Berlin's public administration is sitting on a problem it has largely refused to measure — until now. Across municipal databases, cultural archive systems and the city's sprawling property registry, duplicate image files are consuming server capacity, distorting search results and costing the Senatsverwaltung für Stadtentwicklung, Bauen und Wohnen measurable sums each budget cycle. New internal assessments circulated among Berlin's IT procurement offices this spring put the scale of the redundancy problem into sharper focus: some departmental image repositories contain duplication rates above 30 percent.
The timing matters. Berlin's coalition government under the SPD is under pressure to justify every line of technology spending amid an ongoing housing shortage that has pushed rents in Prenzlauer Berg and Mitte to record highs. When public-facing platforms like the Wohnungsmarktbericht portal or the BerlinOnline civic services hub serve users redundant or mismatched property images, the downstream effect is not merely aesthetic — it erodes trust in digital governance at the precise moment the city is trying to make that governance work.
What the Numbers Actually Show
The scale of the issue runs across multiple institutions. The Stadtmuseum Berlin, which manages photographic collections across sites including the Märkisches Museum on Köllnischer Park, has publicly acknowledged holdings of more than 1.2 million digitised objects. Deduplication audits in comparable European municipal museum systems — including initiatives benchmarked by the German Digital Library, the Deutsche Digitale Bibliothek based in Frankfurt — have found average redundancy rates between 18 and 35 percent in collections that grew organically without centralised metadata standards. Apply even the lower end of that range to Berlin's holdings and the redundant file count runs into six figures.
On the commercial and administrative side, the numbers carry direct financial weight. Server storage in Berlin's primary municipal data centre, operated through the IT service provider ITDZ Berlin in Adlershof, is priced internally at rates comparable to enterprise cloud pricing — typically between 0.02 and 0.05 euros per gigabyte per month for managed storage at scale. A repository carrying 30 percent redundant image data across several terabytes translates to tens of thousands of euros in avoidable annual storage costs before staff time is factored in.
The BVG, Berlin's public transport operator, faced a related issue when it expanded its digital asset library for the 2023–2025 network map redesign project. Multiple image versions of U-Bahn line graphics, station photography from Alexanderplatz and Potsdamer Platz, and accessibility signage assets proliferated across internal design workflows. The deduplication and metadata standardisation phase of that project was budgeted as a discrete line item — an acknowledgment that the problem carries real cost rather than being a background nuisance.

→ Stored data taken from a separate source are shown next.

Issue #1783, opened 2018-03-26
Incorrect missedBlocks update after delete last block of round


4miners:
### Scenario
Round rollback when forger of last block of round is replaced in last block of round.
- unvote deletage A, vote delegate B into 101 at last block of round
- delete last block of round

### Expected behavior
- delegate B should have `missedBlocks` equal to `0`
### Actual behavior
- delegate B have `missedBlocks` equal to `-1`
### Steps to reproduce
Run rounds functional system tests.
### Which version(s) does this affect? (Environment, OS, etc...)
`1.0.0`, `0.9.12` not tested

PR #2169, opened 2018-06-26
Round fixes - Closes #216, #1783

### LINKED ISSUE #216: Why is mem_round flushed twice while finishing a round
https://github.com/LiskHQ/lisk/blob/development/modules/round.js#L136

Why Deduplication Is Harder Than It Sounds
The technical challenge is not finding identical files. Automated tools have handled exact-match deduplication reliably for over a decade. The harder problem is perceptual duplication — images that are visually near-identical but differ in resolution, compression, watermark, or crop. A photograph of the Rotes Rathaus taken at the same moment might exist in a 4K master, a web-optimised JPEG, a thumbnail, and a watermarked press copy, each carrying a different file hash but representing the same creative asset. Standard deduplication scripts miss all four as candidates for consolidation.
Berlin's Zentralbibliothek am Blücherplatz, part of the Stadtbibliothek network, began piloting perceptual hashing tools — specifically pHash-based comparison algorithms — in late 2024 as part of a broader digital collection review. Early findings from that pilot, presented at a library digitisation working group in March 2025, suggested that roughly one in five image assets in the tested subset was a near-duplicate of another file already present in the system.
For institutions and city departments looking at this problem practically, the path forward involves three sequential steps: a full metadata audit to establish baseline file counts, deployment of perceptual comparison tooling rather than hash-only matching, and a governance decision about which version of a duplicated asset becomes the canonical record. The last step is the most politically fraught — different departments have different ownership claims over the same images, and resolving those claims requires cross-departmental coordination that Berlin's siloed IT infrastructure has historically struggled to deliver. The Senatsverwaltung für Digitalisierung has flagged unified asset management as a 2026 priority in its published digital strategy roadmap, but funding allocation for that initiative has not yet been confirmed in the current budget round.